## Work task
Please copy, exactly as they appear below, the lines from the one containing "tlively, line 137: Indentation" through the one containing "Using an unordered_set".

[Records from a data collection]
PR #5972, opened 2023-09-25
[Outlining] Adds SuffixTree::RepeatSubstring dedupe test

ashleynh:
This PR adds a StringProcessor struct intended to hold functions that filter vectors of SuffixTree::RepeatedSubstring, and a test of its first functionality, removing overlapping repeated substrings.

### DIFF
--- a/src/passes/CMakeLists.txt
+++ b/src/passes/CMakeLists.txt
@@ -11,13 +11,8 @@ string(APPEND WASM_INTRINSICS_EMBED "0x00")
 
 configure_file(WasmIntrinsics.cpp.in WasmIntrinsics.cpp @ONLY)
 
-set(passes_HEADERS
-  call-utils.h
-  intrinsics-module.h
-  opt-utils.h
-  param-utils.h
-  passes.h
-)
+FILE(GLOB passes_HEADERS *.h)
+
 set(passes_SOURCES
   param-utils.cpp
   pass.cpp
@@ -49,6 +44,7 @@ set(passes_SOURCES
   GlobalStructInference.cpp
   GlobalTypeOptimization.cpp
   GUFA.cpp
+  hash-stringify-walker.cpp
   Heap2Local.cpp
   I64ToI32Lowering.cpp
   Inlining.cpp
@@ -129,13 +125,8 @@ set(passes_SOURCES
 # suffix_tree_node source files no longer depend on LLVM code in the
 # third_party folder
 if(EMSCRIPTEN)
-  add_library(passes OBJECT ${passes_SOURCES})
-else()
-  set(passes_with_suffix_tree_SOURCES
-    stringify-walker.h
-    stringify-walker-impl.h
-  	hash-stringify-walker.cpp
-	${passes_SOURCES}
-  )
-  add_library(passes OBJECT ${passes_with_suffix_tree_SOURCES})
+  list(REMOVE_ITEM passes_SOURCES ${CMAKE_CURRENT_BINARY_DIR}/stringify-walker.h)
+  list(REMOVE_ITEM passes_SOURCES ${CMAKE_CURRENT_BINARY_DIR}/stringify-walker-impl.h)
+  list(REMOVE_ITEM passes_SOURCES "hash-stringify-walker.cpp")
 endif()
+add_library(passes OBJECT ${passes_SOURCES})
--- a/src/passes/CMakeLists.txt
+++ b/src/passes/CMakeLists.txt
@@ -11,7 +11,13 @@ string(APPEND WASM_INTRINSICS_EMBED "0x00")
 
 configure_file(WasmIntrinsics.cpp.in WasmIntrinsics.cpp @ONLY)
 
-FILE(GLOB passes_HEADERS *.h)
+set(passes_HEADERS
+  call-utils.h
+  intrinsics-module.h
+  opt-utils.h
+  param-utils.h
+  passes.h
+)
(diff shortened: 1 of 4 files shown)


src/passes/CMakeLists.txt
```diff
@@ -11,7 +11,13 @@ string(APPEND WASM_INTRINSICS_EMBED "0x00")
 
 configure_file(WasmIntrinsics.cpp.in WasmIntrinsics.cpp @ONLY)
 
-FILE(GLOB passes_HEADERS *.h)
```
tlively, line 14: It might be slightly nicer to keep using the glob up front, then use REMOVE_ITEM to remove selected headers in the emscripten build.

src/passes/CMakeLists.txt
```diff
@@ -120,4 +125,17 @@ set(passes_SOURCES
...
+# The below condition is intended for removal once the suffix_tree and
+# suffix_tree_node source files no longer depend on LLVM code in the
+# third_party folder
+if(EMSCRIPTEN)
+  add_library(passes OBJECT ${passes_SOURCES})
+else()
+  set(passes_with_suffix_tree_SOURCES
+    stringify-walker.h
+    stringify-walker-impl.h
+  	hash-stringify-walker.cpp
```
tlively, line 137: Indentation looks strange here.

src/passes/hash-stringify-walker.cpp
```diff
@@ -68,4 +68,33 @@ void HashStringifyWalker::visitExpression(Expression* curr) {
   }
 }
 
+std::vector<SuffixTree::RepeatedSubstring> StringifyProcessor::dedupe(
+  const std::vector<SuffixTree::RepeatedSubstring> substrings) {
+  std::set<uint32_t> seen;
```
tlively, line 73:
```suggestion
  std::unordered_set<uint32_t> seen;
```
Using an unordered_set (i.e. a hash set) should be faster when iteration order doesn't matter.

src/passes/hash-stringify-walker.cpp
```diff
@@ -68,4 +68,33 @@ void HashStringifyWalker::visitExpression(Expression* curr) {
...
+    for (auto startIdx : substring.StartIndices) {
+      // We are using the end index to ensure that each repeated substring
+      // reported by the SuffixTree is unique. This is because LLVM's SuffixTree
+      // reports back repeat sequences that are substrings of longer repeat
+      // sequences with the same endIdx, and we generally prefer to outline
+      // longer repeat sequences.
+      uint32_t endIdx = substring.Length + startIdx;
+      if (auto found = seen.find(endIdx); found != seen.end()) {
+        seenEndIdx = true;
+        continue;
```
tlively, line 87: It looks like this can be a `break` since `idxToInsert` is not used if we arrive here.

src/passes/hash-stringify-walker.cpp
```diff
@@ -68,4 +68,33 @@ void HashStringifyWalker::visitExpression(Expression* curr) {
...
+    std::vector<uint32_t> idxToInsert;
+    bool seenEndIdx = false;
+    for (auto startIdx : substring.StartIndices) {
+      // We are using the end index to ensure that each repeated substring
+      // reported by the SuffixTree is unique. This is because LLVM's SuffixTree
+      // reports back repeat sequences that are substrings of longer repeat
+      // sequences with the same endIdx, and we generally prefer to outline
+      // longer repeat sequences.
+      uint32_t endIdx = substring.Length + startIdx;
+      if (auto found = seen.find(endIdx); found != seen.end()) {
```
tlively, line 85:
```suggestion
      if (seen.count(endIdx)) {
```

src/passes/CMakeLists.txt
ashleynh: done

src/passes/hash-stringify-walker.cpp
ashleynh: done

src/passes/hash-stringify-walker.cpp
ashleynh: done

src/passes/CMakeLists.txt
ashleynh: done

src/passes/hash-stringify-walker.cpp
ashleynh: done

src/passes/hash-stringify-walker.cpp
```diff
@@ -68,4 +68,33 @@ void HashStringifyWalker::visitExpression(Expression* curr) {
   }
 }
 
+std::vector<SuffixTree::RepeatedSubstring> StringifyProcessor::dedupe(
```
tlively, line 71: It might be useful to add a comment summarizing the algorithm here and its properties. Something like this (if I'm understanding what the code does correctly):

"Deduplicate substrings by iterating through the list of substrings, keeping only those whose list of end indices is disjoint from the set of end indices for all substrings kept so far. Substrings that are contained within other substrings will always share an end index with those other substrings. Note that this deduplication may be over-aggressive, since it will remove substrings that are contained within any previous substring, even if they have many other occurrences that are not inside other substrings."

tlively (approved):

src/passes/hash-stringify-walker.cpp
ashleynh: done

## Exercise answer
tlively, line 137: Indentation looks strange here.

src/passes/hash-stringify-walker.cpp
```diff
@@ -68,4 +68,33 @@ void HashStringifyWalker::visitExpression(Expression* curr) {
   }
 }
 
+std::vector<SuffixTree::RepeatedSubstring> StringifyProcessor::dedupe(
+  const std::vector<SuffixTree::RepeatedSubstring> substrings) {
+  std::set<uint32_t> seen;
```
tlively, line 73:
```suggestion
  std::unordered_set<uint32_t> seen;
```
Using an unordered_set (i.e. a hash set) should be faster when iteration order doesn't matter.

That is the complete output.